48. There is ample evidence that the minor indeed suffered harm. She broke her right leg and the evidence adduced both by PW1, despite not being believable on the claim of defilement, was corroborated by that of PW3 and importantly the medical evidence which was done promptly, just a day after the incident.
49. Section 4 of the Penal Code sets out the ingredients of the offence of grievous as follows: -Any harm which amounts to a maim or dangerous harm, or seriously or permanently injures health, or which is likely so to injure health or which extends to permanent disfigurement or to any permanent or serious injury to any external and internal organ, membrane or sense.
50. The Appellant did not controvert any of the evidence of assaulting the minor. He did not even dispute the evidence of PW2, the minor’s mother, that they had a dispute over maize flour. In this Court’s assessment the Appellant had some vengeance over PW2 which he took out on the minor. The Appellant’s conduct is inexcusable. He unleashed his anger on an innocent, defenceless 7-month-old baby.
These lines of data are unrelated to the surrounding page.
PR #1462, opened 2026-07-23
feat(binpatch): reusable composite Action for delta-patch generate + publish

BYK:
## Summary

PR3 of the binpatch extraction (see `.opencode/plans/1784643638774-witty-wizard.md`). Extracts the delta-patch **generate + publish** shell pipeline from `.github/workflows/ci.yml` into a reusable composite GitHub Action at `packages/binpatch/action/`, and migrates Lore's own CI to consume it.

This is the CI-side other half of the `binpatch` wire contract: the library (PR1/PR2) *applies* patch chains it discovers; this Action *produces and publishes* them.

## The Action

`packages/binpatch/action/action.yml` — a composite action with three modes, each mapping 1:1 to an existing CI job so the job graph is unchanged:

| `mode` | replaces | does |
|---|---|---|
| `generate-ghcr` | `generate-patches` | diff vs previous GHCR nightly, bsdiff, size-gate → `patches/` |
| `publish-ghcr` | `publish-nightly` | push binaries + immutable `nightly-<v>` tag + patch manifest w/ annotations |
| `generate-release` | `generate-release-patches` | diff vs previous stable Release, bsdiff, size-gate → `patches/` (Craft artifact) |

Inputs parameterize `registry` / `repo` / `artifact-type-prefix` / tag prefixes / `binary-glob` / `max-ratio` / tool versions + pinned SHAs, so a non-Lore consumer can adopt it. Outputs: `has-patches`, `from-version`.

## Wire contract preserved byte-for-byte (via defaults)

- Binaries: `<repo>:nightly` + immutable `<repo>:nightly-<version>`, `application/vnd.lore.cli.nightly`, **bare-filename** layer titles (push runs from inside the artifacts dir).
- Patches: `<repo>:patch-<version>`, `application/vnd.lore.cli.patch`, annotations `from-version=<prev>` and `sha256-<binaryName>=<hex>` (SHA-256 of the **uncompressed** binary — the sole client trust anchor).
- `bsdiff … --use-zstd` (TRDIFF10 + zstd); `MAX_RATIO=50` size gate.
- Prev-version discovery unchanged: `oras repo tags | grep '^nightly-[0-9]' | sort -V` (nightly) / `gh api releases` (stable).

Any drift in these breaks live delta upgrades — reviewed with that as the top priority.

## CI migration

Each of the three jobs now: `actions/checkout` (so the local action resolves) → `download-artifact` (unchanged) → `uses: ./packages/binpatch/action`. The `generate-patches` upload is regated from the old `env.HAS_PREV` onto the Action's `has-patches` output. ORAS/`zig-bsdiff` installs, prev-download, bsdiff, and validate shell all move into the Action.

## Verification

- `actionlint` on `ci.yml`: clean (exit 0).
- `action.yml`: valid YAML, `runs.using: composite`, 12 steps.
- typecheck / lint / format:check: clean.
- full suite: **343 files, 6568 tests, 0 failed** (CI/YAML-only change, no code impact).

## Notes

- The Action is unpublished/internal for now (staged inside the monorepo per the plan). PR4 graduates `binpatch` (lib + Action) to a standalone public repo.
- Ambient ORT WIP + `.lore.md` in the main worktree left untouched.

### DIFF
--- a/.github/workflows/ci.yml
+++ b/.github/workflows/ci.yml
@@ -981,27 +981,9 @@ jobs:
     runs-on: ubuntu-latest
     continue-on-error: true
     steps:
-      - name: Install ORAS CLI
-        run: |
-          VERSION=1.3.1
-          EXPECTED_SHA256="d52c4af76ce6a3ceb8579e51fb751a43ac051cca67f965f973a0b0e897a2bb86"
-          TARBALL="oras_${VERSION}_linux_amd64.tar.gz"
-          curl --retry 3 --retry-delay 5 --retry-all-errors -sfLo "$TARBALL" \
-            "https://github.com/oras-project/oras/releases/download/v${VERSION}/${TARBALL}"
-          echo "${EXPECTED_SHA256}  ${TARBALL}" | sha256sum -c -
-          tar -xz -C /usr/local/bin oras < "$TARBALL"
-          rm "$TARBALL"
-
-      - name: Install zig-bsdiff
-        run: |
-          VERSION=0.1.19
-          EXPECTED_SHA256="9f1ac75a133ee09883ad2096a86d57791513de5fc6f262dfadee8dcee94a71b9"
-          TARBALL="zig-bsdiff-linux-x64.tar.gz"
-          curl --retry 3 --retry-delay 5 --retry-all-errors -sfLo "$TARBALL" \
-            "https://github.com/blackboardsh/zig-bsdiff/releases/download/v${VERSION}/${TARBALL}"
-          echo "${EXPECTED_SHA256}  ${TARBALL}" | sha256sum -c -
-          tar -xz -C /usr/local/bin < "$TARBALL"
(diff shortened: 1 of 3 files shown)


BYK:
Addressed the adversarial-review CONCERN (patch-push failure-isolation drift) in `a8d9c8e6`. Added a `patch-push-fatal` input (default `false`): the patch-manifest push now runs in a helper whose non-zero rc is downgraded to a `::warning::` (exit 0) by default, restoring the pre-move `continue-on-error` / 'delta upgrades are optional' semantics — binaries and the versioned tag are already published by then, so a transient patch push hiccup no longer fails `publish-nightly`. Binary-push and tag remain separate, always-fatal steps. Verified with a fake-`oras` harness (push-ok→rc0; push-fail non-fatal→rc0+warning; push-fail fatal→rc7+error); shellcheck clean (also guarded the `cd`). Thanks for catching it.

51. Section 234 of the Penal Code prescribes the punishment for the offence of Grievous Harm as follows.Any person who unlawfully does grievous harm to another is guilty of a felony and is liable to imprisonment for life.
52. The trial Court in this case exercised discretion and sentenced the Appellant to 25 years imprisonment. That was a determinate period less than life imprisonment prescribed by the Penal Code.
53. Before the eyes of this Court, a more lenient sentence would have ensued in view of the injuries suffered, however, the huge age imbalance between the Appellant and victim was an aggravating circumstance. The baby could have easily lost her life.
54. In the premises, this Court finds the appeal to be without merit and is hereby dismissed. The trial Court’s conviction and sentence under Section 234 of the Penal is hereby upheld.
55. It is so ordered.
DELIVERED, DATED AND SIGNED AT NAIROBI THIS 13TH DAY OF FEBRUARY, 2025. A. C. MRIMAJUDGEJudgment delivered virtually in the presence of:John Nyongesa Juma, the Appellant.Mr. Mugun, Learned Prosecutor instructed by the Director of Public Prosecutions for the Respondent/State.Chemosop/Duke – Court Assistants.